*** RECORDS PROVIDED Section Begins ***
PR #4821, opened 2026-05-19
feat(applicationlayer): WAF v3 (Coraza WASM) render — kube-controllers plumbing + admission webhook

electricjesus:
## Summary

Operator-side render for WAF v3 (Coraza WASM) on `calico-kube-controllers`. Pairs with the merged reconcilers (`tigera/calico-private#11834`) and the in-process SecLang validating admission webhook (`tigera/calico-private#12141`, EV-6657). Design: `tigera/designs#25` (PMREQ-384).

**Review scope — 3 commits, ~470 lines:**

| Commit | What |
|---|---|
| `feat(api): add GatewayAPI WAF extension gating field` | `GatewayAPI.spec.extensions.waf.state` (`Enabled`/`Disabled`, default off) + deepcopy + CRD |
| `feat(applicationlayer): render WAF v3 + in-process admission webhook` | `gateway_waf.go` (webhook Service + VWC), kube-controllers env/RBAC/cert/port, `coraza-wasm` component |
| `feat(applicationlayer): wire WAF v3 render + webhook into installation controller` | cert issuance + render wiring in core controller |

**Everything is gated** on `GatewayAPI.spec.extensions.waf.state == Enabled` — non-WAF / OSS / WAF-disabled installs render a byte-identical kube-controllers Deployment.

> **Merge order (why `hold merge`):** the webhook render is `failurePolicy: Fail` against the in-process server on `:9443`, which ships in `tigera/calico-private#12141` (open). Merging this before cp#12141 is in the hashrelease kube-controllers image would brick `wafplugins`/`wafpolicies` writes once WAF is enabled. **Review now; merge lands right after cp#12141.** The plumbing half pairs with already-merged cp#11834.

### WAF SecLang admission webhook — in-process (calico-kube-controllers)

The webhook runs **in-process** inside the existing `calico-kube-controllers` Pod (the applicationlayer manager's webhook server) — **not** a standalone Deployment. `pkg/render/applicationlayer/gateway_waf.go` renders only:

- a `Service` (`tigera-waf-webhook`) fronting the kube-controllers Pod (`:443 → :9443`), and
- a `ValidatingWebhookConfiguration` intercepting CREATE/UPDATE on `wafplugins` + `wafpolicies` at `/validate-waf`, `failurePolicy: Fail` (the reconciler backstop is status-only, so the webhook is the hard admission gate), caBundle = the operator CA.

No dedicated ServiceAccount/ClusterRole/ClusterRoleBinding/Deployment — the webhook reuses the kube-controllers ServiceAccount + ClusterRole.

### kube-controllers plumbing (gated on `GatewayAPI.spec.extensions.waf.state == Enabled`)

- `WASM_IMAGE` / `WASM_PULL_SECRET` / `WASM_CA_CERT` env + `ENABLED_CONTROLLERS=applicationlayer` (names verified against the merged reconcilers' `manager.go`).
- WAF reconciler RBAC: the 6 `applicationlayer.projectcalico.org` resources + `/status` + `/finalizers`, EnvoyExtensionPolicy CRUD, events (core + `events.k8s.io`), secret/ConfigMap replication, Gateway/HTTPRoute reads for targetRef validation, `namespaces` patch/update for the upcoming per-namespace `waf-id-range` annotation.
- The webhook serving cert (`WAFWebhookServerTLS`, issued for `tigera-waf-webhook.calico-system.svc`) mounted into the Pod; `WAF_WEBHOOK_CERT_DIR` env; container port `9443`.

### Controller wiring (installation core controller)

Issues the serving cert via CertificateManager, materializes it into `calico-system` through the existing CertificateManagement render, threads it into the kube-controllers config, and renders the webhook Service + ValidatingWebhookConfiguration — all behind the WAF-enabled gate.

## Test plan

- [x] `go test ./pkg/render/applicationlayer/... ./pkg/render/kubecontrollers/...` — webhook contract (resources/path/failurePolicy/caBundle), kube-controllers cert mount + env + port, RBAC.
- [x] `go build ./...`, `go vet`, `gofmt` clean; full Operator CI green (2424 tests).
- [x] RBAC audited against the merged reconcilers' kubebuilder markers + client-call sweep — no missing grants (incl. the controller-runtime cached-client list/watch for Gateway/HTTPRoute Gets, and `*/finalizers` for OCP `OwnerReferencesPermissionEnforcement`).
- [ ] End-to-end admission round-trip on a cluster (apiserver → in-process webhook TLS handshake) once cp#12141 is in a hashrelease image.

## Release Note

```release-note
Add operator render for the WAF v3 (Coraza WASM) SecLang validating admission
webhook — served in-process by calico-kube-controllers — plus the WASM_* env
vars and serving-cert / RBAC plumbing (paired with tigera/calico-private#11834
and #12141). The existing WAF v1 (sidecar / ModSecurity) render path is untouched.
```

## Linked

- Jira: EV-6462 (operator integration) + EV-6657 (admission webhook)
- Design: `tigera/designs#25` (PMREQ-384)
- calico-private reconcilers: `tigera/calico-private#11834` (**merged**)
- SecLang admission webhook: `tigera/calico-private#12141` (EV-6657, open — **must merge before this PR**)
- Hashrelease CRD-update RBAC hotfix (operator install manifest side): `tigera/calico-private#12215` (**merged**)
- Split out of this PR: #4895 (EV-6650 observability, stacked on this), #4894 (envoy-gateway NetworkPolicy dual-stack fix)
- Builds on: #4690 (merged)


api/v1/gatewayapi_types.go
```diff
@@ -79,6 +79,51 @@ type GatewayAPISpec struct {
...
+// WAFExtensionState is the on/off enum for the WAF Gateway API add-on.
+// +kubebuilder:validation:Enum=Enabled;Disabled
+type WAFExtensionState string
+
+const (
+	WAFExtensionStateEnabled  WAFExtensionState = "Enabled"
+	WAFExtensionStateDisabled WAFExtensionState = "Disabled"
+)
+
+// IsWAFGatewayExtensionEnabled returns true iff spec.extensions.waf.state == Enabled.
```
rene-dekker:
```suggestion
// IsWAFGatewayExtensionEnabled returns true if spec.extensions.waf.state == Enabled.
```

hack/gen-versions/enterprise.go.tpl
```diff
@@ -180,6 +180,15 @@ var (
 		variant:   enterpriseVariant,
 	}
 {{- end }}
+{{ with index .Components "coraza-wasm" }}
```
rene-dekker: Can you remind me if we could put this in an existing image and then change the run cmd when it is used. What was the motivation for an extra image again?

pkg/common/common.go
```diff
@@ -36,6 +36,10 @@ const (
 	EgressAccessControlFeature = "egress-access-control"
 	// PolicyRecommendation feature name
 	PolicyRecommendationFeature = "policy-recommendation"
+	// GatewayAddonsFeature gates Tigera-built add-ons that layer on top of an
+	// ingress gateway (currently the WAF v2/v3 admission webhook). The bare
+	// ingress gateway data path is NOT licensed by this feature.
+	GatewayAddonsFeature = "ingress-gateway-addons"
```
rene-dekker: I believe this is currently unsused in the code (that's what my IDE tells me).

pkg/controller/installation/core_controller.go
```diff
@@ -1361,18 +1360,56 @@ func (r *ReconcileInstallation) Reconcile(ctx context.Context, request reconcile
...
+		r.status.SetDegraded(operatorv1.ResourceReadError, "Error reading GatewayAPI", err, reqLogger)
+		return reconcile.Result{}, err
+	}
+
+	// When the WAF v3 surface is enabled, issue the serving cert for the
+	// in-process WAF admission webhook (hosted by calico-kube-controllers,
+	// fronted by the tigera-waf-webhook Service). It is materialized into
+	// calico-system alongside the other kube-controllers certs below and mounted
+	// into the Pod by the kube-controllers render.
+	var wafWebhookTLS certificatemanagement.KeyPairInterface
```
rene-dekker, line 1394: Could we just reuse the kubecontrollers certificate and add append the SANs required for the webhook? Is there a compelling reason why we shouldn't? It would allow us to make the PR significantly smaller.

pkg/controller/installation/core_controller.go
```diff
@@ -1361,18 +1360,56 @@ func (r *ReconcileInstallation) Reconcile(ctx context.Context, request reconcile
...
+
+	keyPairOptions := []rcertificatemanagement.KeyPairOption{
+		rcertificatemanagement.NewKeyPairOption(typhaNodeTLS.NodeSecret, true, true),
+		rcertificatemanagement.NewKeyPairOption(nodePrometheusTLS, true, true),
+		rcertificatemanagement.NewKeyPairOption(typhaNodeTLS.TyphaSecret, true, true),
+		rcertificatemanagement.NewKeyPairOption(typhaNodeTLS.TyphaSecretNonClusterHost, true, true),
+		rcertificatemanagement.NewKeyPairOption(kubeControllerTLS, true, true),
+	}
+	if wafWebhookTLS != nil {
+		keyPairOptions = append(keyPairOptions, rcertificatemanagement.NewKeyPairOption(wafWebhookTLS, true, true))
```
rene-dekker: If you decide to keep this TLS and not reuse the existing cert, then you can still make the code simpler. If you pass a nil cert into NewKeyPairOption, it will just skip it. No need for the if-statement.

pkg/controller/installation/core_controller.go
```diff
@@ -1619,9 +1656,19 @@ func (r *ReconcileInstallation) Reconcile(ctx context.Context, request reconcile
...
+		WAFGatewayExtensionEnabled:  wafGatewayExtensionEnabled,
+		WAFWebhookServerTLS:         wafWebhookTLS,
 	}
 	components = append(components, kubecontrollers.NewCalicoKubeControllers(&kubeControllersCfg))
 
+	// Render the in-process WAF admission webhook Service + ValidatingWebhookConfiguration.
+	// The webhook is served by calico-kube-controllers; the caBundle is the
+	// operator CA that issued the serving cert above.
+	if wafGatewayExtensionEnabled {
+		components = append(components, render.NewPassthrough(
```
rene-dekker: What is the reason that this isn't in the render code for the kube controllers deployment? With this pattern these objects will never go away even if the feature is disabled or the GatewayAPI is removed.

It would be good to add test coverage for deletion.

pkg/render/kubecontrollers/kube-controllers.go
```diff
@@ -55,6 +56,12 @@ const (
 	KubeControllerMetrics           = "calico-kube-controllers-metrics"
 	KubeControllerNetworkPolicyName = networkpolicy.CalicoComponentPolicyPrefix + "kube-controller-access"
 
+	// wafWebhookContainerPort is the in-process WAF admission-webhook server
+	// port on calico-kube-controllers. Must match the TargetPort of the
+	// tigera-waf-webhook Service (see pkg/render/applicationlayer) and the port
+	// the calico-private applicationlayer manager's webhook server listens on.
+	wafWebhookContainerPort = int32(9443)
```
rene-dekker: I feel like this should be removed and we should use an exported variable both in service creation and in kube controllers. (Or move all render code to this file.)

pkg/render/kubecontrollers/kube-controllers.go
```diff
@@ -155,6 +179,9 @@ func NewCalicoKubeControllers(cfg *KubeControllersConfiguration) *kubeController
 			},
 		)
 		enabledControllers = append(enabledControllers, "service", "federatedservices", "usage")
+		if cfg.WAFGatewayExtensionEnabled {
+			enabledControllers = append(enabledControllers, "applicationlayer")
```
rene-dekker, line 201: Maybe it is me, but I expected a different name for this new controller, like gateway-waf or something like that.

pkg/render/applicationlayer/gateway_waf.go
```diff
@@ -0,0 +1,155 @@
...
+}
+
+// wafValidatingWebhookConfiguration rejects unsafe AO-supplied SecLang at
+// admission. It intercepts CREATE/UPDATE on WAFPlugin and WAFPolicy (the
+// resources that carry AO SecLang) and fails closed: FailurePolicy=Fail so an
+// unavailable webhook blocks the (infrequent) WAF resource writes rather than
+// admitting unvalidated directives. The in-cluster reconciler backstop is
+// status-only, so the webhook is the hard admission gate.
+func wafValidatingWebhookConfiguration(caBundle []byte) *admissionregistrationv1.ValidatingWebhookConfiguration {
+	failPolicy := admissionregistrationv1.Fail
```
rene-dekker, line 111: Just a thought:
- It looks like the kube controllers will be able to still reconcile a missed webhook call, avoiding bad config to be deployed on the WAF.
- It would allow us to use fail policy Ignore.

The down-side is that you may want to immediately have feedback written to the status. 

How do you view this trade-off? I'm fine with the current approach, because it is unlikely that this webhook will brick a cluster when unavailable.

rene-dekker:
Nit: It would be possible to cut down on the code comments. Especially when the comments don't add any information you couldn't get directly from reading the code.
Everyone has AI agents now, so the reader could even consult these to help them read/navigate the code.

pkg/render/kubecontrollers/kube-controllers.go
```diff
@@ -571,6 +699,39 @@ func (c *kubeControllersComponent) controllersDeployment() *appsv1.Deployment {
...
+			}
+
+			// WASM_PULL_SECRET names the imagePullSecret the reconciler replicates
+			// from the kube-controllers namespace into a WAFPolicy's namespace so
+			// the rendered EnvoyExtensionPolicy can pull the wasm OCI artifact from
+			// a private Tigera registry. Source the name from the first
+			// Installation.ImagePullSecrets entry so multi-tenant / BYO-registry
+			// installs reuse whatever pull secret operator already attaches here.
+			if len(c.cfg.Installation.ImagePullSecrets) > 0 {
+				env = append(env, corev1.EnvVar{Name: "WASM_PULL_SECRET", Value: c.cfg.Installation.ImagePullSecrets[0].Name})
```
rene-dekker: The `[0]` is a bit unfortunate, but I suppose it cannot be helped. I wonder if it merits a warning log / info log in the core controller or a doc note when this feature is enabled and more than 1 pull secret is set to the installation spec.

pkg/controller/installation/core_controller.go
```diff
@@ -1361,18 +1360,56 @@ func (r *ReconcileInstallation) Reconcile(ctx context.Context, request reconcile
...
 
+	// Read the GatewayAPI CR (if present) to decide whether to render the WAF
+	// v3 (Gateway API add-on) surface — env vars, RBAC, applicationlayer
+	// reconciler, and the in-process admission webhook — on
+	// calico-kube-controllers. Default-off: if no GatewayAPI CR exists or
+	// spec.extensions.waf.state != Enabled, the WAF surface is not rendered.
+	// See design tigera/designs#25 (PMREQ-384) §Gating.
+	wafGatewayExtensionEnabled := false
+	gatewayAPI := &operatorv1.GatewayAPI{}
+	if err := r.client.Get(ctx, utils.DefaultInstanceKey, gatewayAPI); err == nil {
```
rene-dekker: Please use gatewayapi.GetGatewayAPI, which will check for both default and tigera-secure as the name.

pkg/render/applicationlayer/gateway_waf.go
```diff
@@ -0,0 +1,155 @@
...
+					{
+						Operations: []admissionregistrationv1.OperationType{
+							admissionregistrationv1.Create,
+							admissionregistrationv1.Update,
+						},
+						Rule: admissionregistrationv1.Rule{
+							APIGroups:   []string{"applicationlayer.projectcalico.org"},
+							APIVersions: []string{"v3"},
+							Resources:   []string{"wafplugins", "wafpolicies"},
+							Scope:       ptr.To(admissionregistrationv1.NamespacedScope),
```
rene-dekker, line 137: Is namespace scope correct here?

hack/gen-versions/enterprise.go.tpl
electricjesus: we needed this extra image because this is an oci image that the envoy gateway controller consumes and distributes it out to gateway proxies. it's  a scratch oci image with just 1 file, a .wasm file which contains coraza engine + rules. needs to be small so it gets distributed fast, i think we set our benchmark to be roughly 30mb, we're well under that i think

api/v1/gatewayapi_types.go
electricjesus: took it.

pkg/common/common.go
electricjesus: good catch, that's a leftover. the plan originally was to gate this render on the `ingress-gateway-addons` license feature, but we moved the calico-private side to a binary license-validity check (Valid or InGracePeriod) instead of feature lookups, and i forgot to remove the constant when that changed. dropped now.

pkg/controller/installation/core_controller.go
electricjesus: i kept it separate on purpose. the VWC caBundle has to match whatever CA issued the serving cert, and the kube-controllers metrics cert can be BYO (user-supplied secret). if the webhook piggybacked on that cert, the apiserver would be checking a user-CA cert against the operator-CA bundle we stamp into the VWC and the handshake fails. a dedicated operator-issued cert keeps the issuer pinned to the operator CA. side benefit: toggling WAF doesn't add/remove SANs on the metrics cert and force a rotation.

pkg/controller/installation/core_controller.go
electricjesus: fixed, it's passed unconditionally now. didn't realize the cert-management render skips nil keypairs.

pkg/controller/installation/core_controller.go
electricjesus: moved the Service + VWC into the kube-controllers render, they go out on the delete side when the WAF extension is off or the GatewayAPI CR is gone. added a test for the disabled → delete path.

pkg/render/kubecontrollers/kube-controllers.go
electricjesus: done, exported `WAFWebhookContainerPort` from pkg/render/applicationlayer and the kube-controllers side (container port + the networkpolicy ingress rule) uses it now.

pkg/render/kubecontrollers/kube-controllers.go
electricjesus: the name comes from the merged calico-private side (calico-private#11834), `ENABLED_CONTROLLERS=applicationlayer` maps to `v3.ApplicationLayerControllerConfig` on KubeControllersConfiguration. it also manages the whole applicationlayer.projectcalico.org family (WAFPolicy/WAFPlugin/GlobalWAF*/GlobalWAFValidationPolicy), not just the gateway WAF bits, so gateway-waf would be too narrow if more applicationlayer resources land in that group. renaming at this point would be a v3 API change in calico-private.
*** RECORDS PROVIDED Section Ends ***
→ **ASSIGNED TASK**: Copy out the listing above, line by line and exactly, from its first line to the line holding "caBundle = the operator CA.", inclusive.

→ **RESULT FOR THIS EXERCISE**:
PR #4821, opened 2026-05-19
feat(applicationlayer): WAF v3 (Coraza WASM) render — kube-controllers plumbing + admission webhook

electricjesus:
## Summary

Operator-side render for WAF v3 (Coraza WASM) on `calico-kube-controllers`. Pairs with the merged reconcilers (`tigera/calico-private#11834`) and the in-process SecLang validating admission webhook (`tigera/calico-private#12141`, EV-6657). Design: `tigera/designs#25` (PMREQ-384).

**Review scope — 3 commits, ~470 lines:**

| Commit | What |
|---|---|
| `feat(api): add GatewayAPI WAF extension gating field` | `GatewayAPI.spec.extensions.waf.state` (`Enabled`/`Disabled`, default off) + deepcopy + CRD |
| `feat(applicationlayer): render WAF v3 + in-process admission webhook` | `gateway_waf.go` (webhook Service + VWC), kube-controllers env/RBAC/cert/port, `coraza-wasm` component |
| `feat(applicationlayer): wire WAF v3 render + webhook into installation controller` | cert issuance + render wiring in core controller |

**Everything is gated** on `GatewayAPI.spec.extensions.waf.state == Enabled` — non-WAF / OSS / WAF-disabled installs render a byte-identical kube-controllers Deployment.

> **Merge order (why `hold merge`):** the webhook render is `failurePolicy: Fail` against the in-process server on `:9443`, which ships in `tigera/calico-private#12141` (open). Merging this before cp#12141 is in the hashrelease kube-controllers image would brick `wafplugins`/`wafpolicies` writes once WAF is enabled. **Review now; merge lands right after cp#12141.** The plumbing half pairs with already-merged cp#11834.

### WAF SecLang admission webhook — in-process (calico-kube-controllers)

The webhook runs **in-process** inside the existing `calico-kube-controllers` Pod (the applicationlayer manager's webhook server) — **not** a standalone Deployment. `pkg/render/applicationlayer/gateway_waf.go` renders only:

- a `Service` (`tigera-waf-webhook`) fronting the kube-controllers Pod (`:443 → :9443`), and
- a `ValidatingWebhookConfiguration` intercepting CREATE/UPDATE on `wafplugins` + `wafpolicies` at `/validate-waf`, `failurePolicy: Fail` (the reconciler backstop is status-only, so the webhook is the hard admission gate), caBundle = the operator CA.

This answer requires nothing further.